- Task prompt
Every line in the listing below from the one with "refactor: upgrade floating UI" through the one with "fix: use multisig id as identifier" is to be reproduced exactly, both ends included; leave out the rest.

- Provided records
- - -

PR #567, opened 2023-03-24
refactor: api read & instantiation

### LINKED ISSUE #342: Refactor `useChainState` & `useQueryMulti` hook
# Problem

Currently, [useChainState](src/domains/common/hooks/useChainState.ts) & [useQueryMulti](src/domains/common/hooks/useQueryMulti.ts) hook keep and handle storage subscription internally within the hook lifecycle.

This requires us to strategically identify the common component ancestor for each component that use storage subscription and have it there instead. As to not create too many active subscriptions.

This is ok in most cases, since generally you want to keep logic higher up in the components tree.

But this restriction hinders us from easily creating reusable hooks that depend on storage subscription without having them aware of the outer context:

```tsx
const useFoo = () => {
  // Create subscription on mount
  const loadableState = useChainState("query", "nominationPools", "minJoinBond");
  // ...
}

const useBar = () => {
  // Create subscription on mount
  const loadableState = useChainState("query", "nominationPools", "minJoinBond");
  // ...
}

const Talisman = () => {
  // 2 duplicate subscriptions are created 
  const foo = useFoo();
  const bar = useBar();
}
```

# Ideal solution

- Implement centralised chain cache layer for chain subscription
- Refactor [useChainState](src/domains/common/hooks/useChainState.ts) & [useQueryMulti](src/domains/common/hooks/useQueryMulti.ts) to be simple cache look up with key `{type}:{module}:{section}:{params}`

```tsx
const useFoo = () => {
  // Get called 1st, no cache exist. Establish subscription with cache key `query:nominationPools:minJoinBond`
  const loadableState = useChainState("query", "nominationPools", "minJoinBond");
  // ...
}

const useBar = () => {
  // Get called 2nd, cache exist with key `query:nominationPools:minJoinBond`. Subscribe to the storage value
  const loadableState = useChainState("query", "nominationPools", "minJoinBond");
  // ...
}

const Talisman = () => {
  const foo = useFoo();
  const bar = useBar();

  useEffect(() => {
    return () => {
      // Component unmount. No active subscriber of key `query:nominationPools:minJoinBond`. Tear down subscription
    };
  });
}
```

Also, by having subscription in a cache layer outside of React render context. We can implement support for react suspense:

```ts
const useChainState = () => {
  const cache = readSomeCache();

  if (cache.content instanceof Error) {
    // To be catch by React Error Boundary
    throw cache.content;
  }

  if (cache.content instanceof Promise) {
    // Suspense rendering
    throw cache.content;
  }

  return cache.content;
}
```

tien:
- cache api subscription in recoil atoms
- cache `ApiPromise` in atom with tear down
- implement `Suspense` first api

Close #342


jonathanpdunne (approved):
Awesome

PR #599, opened 2023-05-05
fix: use talisman wallet rpcs for balance requests when available

alecdwm:
This PR updates the balances libs to a version which will make use of the wallet injected `chain-connector` when one is available.

The outcome of this is that Talisman users will no longer encounter browser websocket limits when viewing both the wallet and portal at the same time.

Future work: expose the injected `chain-connector` to the remainder of the portal via recoil - then rework existing rpc connections in the portal (e.g. in the staking, crowdloans, etc features) to make use of said `chain-connector` for their rpc requests so that all substrate rpc requests share the one websocket connection across portal and wallet.

More future work: refactor the glue code between the output of the balances libs and the portfolio view in the portal so that it can show all of the information which is available in the portfolio view of the wallet.


tien:
Lit 🔥

tien (approved):
LGTM 💯

PR #617, opened 2023-05-15
feat: fast unstake

tien:
- [ ] Check performance on mobile. cc @replghost 
- [ ] Final check of criteria


tien:
@jonathanpdunne Final check, does the user need to not have received any rewards in the last 28 era/days (for Polkadot) including the current era. Or 28 era/days + the current era, for a total of 29?

replghost:
I think you mean 2 rather than 28?

tien:
> I think you mean 2 rather than 28?
> 
> Since payouts happen once per era/calendar day, my guess would be if the last two payments didn't happen.

https://support.polkadot.network/support/solutions/articles/65000182201-staking-dashboard-how-to-unbond-your-tokens

it's basically for the full unbonding period

jonathanpdunne (approved):

Issue #663, opened 2023-06-01
[Webapp] DEX Meta Aggregator


0byt:

0byt:
@chidg integration portion delayed 1 day due to Root account refactor, he will talk to @tien to see if it's more efficient to handover this part to tien instead

0byt:
FAQ sheet here (to be edited) @jonathanpdunne 
https://docs.google.com/document/d/1rOGGSqf1n10SHtevAkBZdhdMT_1ZsOD5b98GInPYiOk/edit

tien:
Need to evaluate Privadex further

PR #664, opened 2023-06-01
refactor: use new native CSS `color-mix` functionality

tien:
For the "Orb" component that can't be migrated. Only import needed functions for tree-shaking.


tien:
Part of #663

PR #695, opened 2023-06-28
[DO NOT MERGE] refactor: text component color

tien:
Use colour from CSS rather than JS props.

Requires fix from https://chromium-review.googlesource.com/c/chromium/src/+/4601325


tien:
Superseded by #1009

PR #709, opened 2023-07-05
chore: re-enable tx history with notice message

tien:


chidg (commented):
The text is a bit small - suggest to make it a bit larger, and maybe in some kind of banner or alert UI element to make it stand out more.

tien:
> The text is a bit small - suggest to make it a bit larger, and maybe in some kind of banner or alert UI element to make it stand out more.

We don't have an alert element in the UI lib atm. But would something like this be sufficient?

image

chidg:
> We don't have an alert element in the UI lib atm. But would something like this be sufficient?

 LGTM!

PR #784, opened 2023-08-30
refactor: upgrade floating UI

tien:
- Bump library version
- Migrate to using `refs` object
- Use new `useClientPoint` instead of custom hook
- For tooltip, use container ref with `display: 'contents'` to avoid having to pass floating props


lee-qa:
@tien regression tested on the tooltips and LGTM. let me know if need testing for other areas.

PR #790, opened 2023-09-05
fix: use multisig id as identifier

chrisling-dev:
This PR updates Transactions to use their Multisig ID, which is constructed from [Timepoint](https://paritytech.github.io/substrate/master/pallet_multisig/struct.Timepoint.html), instead of call hash as unique identifier. Call hashes aren't necessarily unique because transactions that do the exact same thing will have the same hash value.

Before:
Screenshot 2023-09-06 at 1 30 38 AM

After:
Screenshot 2023-09-06 at 1 31 09 AM


chrisling-dev:
> Looks good! This might be a little opinionated, but I would name this as `transactionID`/ `callID` / or similar, to save possible confusion between this and the concept of the identifier for a multisig wallet.

Sure! Named this as Multisig ID because that's what they have on subscan UI. `transactionID` works too!

PR #794, opened 2023-09-07
feat(signet): form to select a proposal and enter vote parameters

chrisling-dev:
This PR creates a UI for users to easily vote on a proposal as a Multisig.

Create and Approve a Vote tx:
https://github.com/TalismanSociety/talisman-web/assets/81092286/d5636b23-18d3-4d3e-bd7c-9e229022c4ea

View, Approve and Execute a Vote tx:
https://github.com/TalismanSociety/talisman-web/assets/81092286/dbe793f4-ada9-4b69-891a-bb98dccb3141

### DIFF
--- a/apps/multisig/src/domains/chains/tokens.ts
+++ b/apps/multisig/src/domains/chains/tokens.ts
@@ -203,6 +203,7 @@ export type Chain = {
   rpcs: Rpc[]
   ss58Prefix: number
   subscanUrl: string
+  polkaAssemblyUrl?: string
 }
 
 export const chainTokensByIdQuery = graphQLSelectorFamily({
--- a/apps/multisig/src/layouts/Overview/NewTransactionModal/vote/index.tsx
+++ b/apps/multisig/src/layouts/Overview/NewTransactionModal/vote/index.tsx
@@ -1,6 +1,12 @@
 import { css } from '@emotion/css'
 import { useMemo, useState } from 'react'
-import { VoteDetails, isVoteFeatureSupported } from '@domains/referenda'
+import {
+  SplitAbstainVoteParams,
+  StandardVoteParams,
+  VoteDetails,
+  isVoteDetailsComplete,
+  isVoteFeatureSupported,
+} from '@domains/referenda'
 import VotingForm from './VotingForm'
 import { useRecoilValue, useRecoilValueLoadable } from 'recoil'
 import {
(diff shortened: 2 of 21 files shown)


apps/multisig/src/layouts/Overview/NewTransactionModal/vote/index.tsx
```diff
@@ -0,0 +1,41 @@
...
+        padding: 32px;
+      `}
+    >
+      <VotingForm
+        voteDetails={voteDetails}
+        onChange={setVoteDetails}
+        onCancel={onCancel}
+        onNext={() => setReviewing(true)}
+      />
+      <SideSheet open={reviewing} onRequestDismiss={() => setReviewing(false)} title="" />
```
chrisling-dev, line 36: Completing this in next PR to keep this PR small and reviewable

apps/multisig/src/layouts/Overview/NewTransactionModal/vote/index.tsx
```diff
@@ -0,0 +1,182 @@
...
+        balance: new BN(0),
+        vote: {
+          conviction: 1,
+          aye: true,
+        },
+      },
+    },
+  })
+
+  // instead of allowing the user to select any token later on, we just use the first native token of the chain
```
chrisling-dev, line 50: Not sure if this is actually true across every chains tho, are there any chains that allow voting with a secondary token?

However even if there is, it won't be high priority to fix this now as we're only supporting some of the popular chains

apps/multisig/src/layouts/Overview/NewTransactionModal/vote/index.tsx
```diff
@@ -0,0 +1,182 @@
...
+    apiLoadable.contents.tx.convictionVoting,
+    apiLoadable.contents.tx.proxy,
+    apiLoadable.state,
+    isPalletSupported,
+    multisig.proxyAddress.bytes,
+    nativeToken,
+    voteDetails,
+  ])
+
+  const transactionName = useMemo(() => {
```
chrisling-dev, line 86: leaving this in a useMemo as it will get more complex as we introduce Split and Abstain

chrisling-dev (commented):
Self reviewed

apps/multisig/src/domains/chains/tokens.ts
```diff
@@ -203,6 +203,7 @@ export type Chain = {
   rpcs: Rpc[]
   ss58Prefix: number
   subscanUrl: string
```
jonathanpdunne, line 205: should this be an optional attribute as well?

jonathanpdunne (approved):

apps/multisig/src/domains/chains/tokens.ts
chrisling-dev: is it common for substrate chain to not have a subscan url?

I think can keep as is anyway since all the chains we support have subscanUrl. The polka assembly url has to be optional because the testnet chains dont support the opengov pallets and hence dont have a polka assembly url

PR #797, opened 2023-09-11
refactor: multi-currency improvements

tien:
- stronger type checking
- fix intermittent bug where animated number might reset to 0 when currency change


lee-qa (commented):
Regression tested and looks good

- - -

- Solution to this problem
refactor: upgrade floating UI

tien:
- Bump library version
- Migrate to using `refs` object
- Use new `useClientPoint` instead of custom hook
- For tooltip, use container ref with `display: 'contents'` to avoid having to pass floating props


lee-qa:
@tien regression tested on the tooltips and LGTM. let me know if need testing for other areas.

PR #790, opened 2023-09-05
fix: use multisig id as identifier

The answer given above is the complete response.